Nigeria will spend at least six times more on servicing its debt next year than on building new schools or hospitals in the West African nation, where more than 40% of the population live in extreme poverty.
President Bola Tinubu on Wednesday outlined 2024 spending plans projected at 27.5 trillion naira ($34.7 billion), of which 30% will go to pay borrowing costs. Spending on education will consume 7.9% of the budget while healthcare gets 5% and infrastructure a similar amount.
“The proposed budget seeks to achieve job-rich economic growth, macro-economic stability, a better investment environment, enhanced human capital development, as well as poverty reduction and greater access to social security,” Tinubu told lawmakes in the capital Abuja. It was his first budget presentation since taking office in May.
Direct allocations to social development and poverty reduction will only get 4% of the budget. In the six months through June, the nation spent a lofty $3.85 billion servicing debt. That compares with $8.1 billion in 2022.

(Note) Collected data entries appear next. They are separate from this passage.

PR #754, opened 2023-01-11
added tts module with voice conversion support

TharukaCkasthuri:


TharukaCkasthuri:
added the feature in new pr

PR #757, opened 2023-01-11
[ELASTIC-SERVICE]: Initial

amadolid:


marsninja (approved):
Merging in so i might try to get main passing @amadolid , however we should add tests and such in a separate pr.

PR #759, opened 2023-01-12
[MINOR]: Include django fields on master_self detailed true

amadolid:


marsninja (changes requested):
Can you add a tiny test in jsserv for this @amadolid ? Should be super quick.

PR #760, opened 2023-01-12
add github workflow for running tests for jaseci studio

Gim3l:
Closes: #750

### DIFF
--- a/.github/workflows/jaseci-studio-test.yml
+++ b/.github/workflows/jaseci-studio-test.yml
@@ -1,0 +1,26 @@
+name: Jaseci Studio Tests
+
+on:
+  push:
+    branches: [main]
+  pull_request:
+    branches: [main]
+
+jobs:
+  tests:
+    runs-on: ubuntu-latest
+
+    steps:
+      - uses: actions/checkout@v2
+      - name: prepare stencil ui components
+        run: yarn setup:ui
+        working-directory: "./jaseci_studio"
+      - name: install dependencies
+        run: yarn install && npx playwright install --with-deps
+        working-directory: "./jaseci_studio"
+      - name: run unit test
+        run: yarn test:unit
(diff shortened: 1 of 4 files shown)


jaseci_studio/__e2e__/logs.spec.ts
```diff
@@ -7,12 +7,12 @@ test("logs page loads", async ({ page }) => {
 
 test("logs messages load", async ({ page }) => {
   await page.addInitScript(() => {
-    window.localStorage.setItem("serverUrl", "http://mysite.com");
+    window.localStorage.setItem("serverUrl", "http://localhost:8005");
```
ypkang, line 10: @Gim3l what do these URL do? Would localhost here work with tests and would it work with production?

ypkang (changes requested):

.github/workflows/jaseci-studio-test.yml
```diff
@@ -0,0 +1,26 @@
+name: Jaseci Studio Tests
+
+on:
+  push:
+    branches: [main]
+  pull_request:
+    branches: [main]
```
ypkang, line 9: @Gim3l Could you update this to only trigger the tests if there are changes in the `jaseci_studio` folder? You can take a look at the jaseci_ai_kit github action workflow file for how to do that.

jaseci_studio/__e2e__/logs.spec.ts
Gim3l: Those are mock urls used for e2e testing. Yes, the localhost version works with the tests on github, the other link doesn't.

.github/workflows/jaseci-studio-test.yml
Gim3l: Ok, I made the change.

ypkang (approved):

PR #765, opened 2023-01-13
Refactoring AI Kit

chandralegend:


ypkang:
* Does the `test.sh` at the top level of jaseci_ai_kit directory need to be updated?
* When you update the readme, we should organize it hierarchically. So top level readme of jaseci ai kit should just be a table of content into each jac_* and then there should be a readme for each jac_* that describe each module that is similar to what we have today
* Let's add to the top level readme a new section about contributing to jaseci ai kit. Where they should put their module etc.
* Let's change `dump` to be `_inactive`.
*

ypkang (approved):
LGTM. Great work @chandralegend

High debt-service costs complicate Tinubu’s goal to double the size of Africa’s largest economy to $1 trillion by 2030 and lift 100 million of its people out of poverty.
To tackle this, the government set an ambitious revenue target of 18.3 trillion naira for 2024, which if achieved will result in debt-service costs consuming 45% of projected revenue, compared with 98% this year, and a narrower budget deficit.
“Our target is to increase the ratio of revenue to GDP from less than 10% currently to 18% within the term of this administration,” Tinubu said. “Government will make efforts to further contain financial leakages through effective implementation of key public financial management reforms.”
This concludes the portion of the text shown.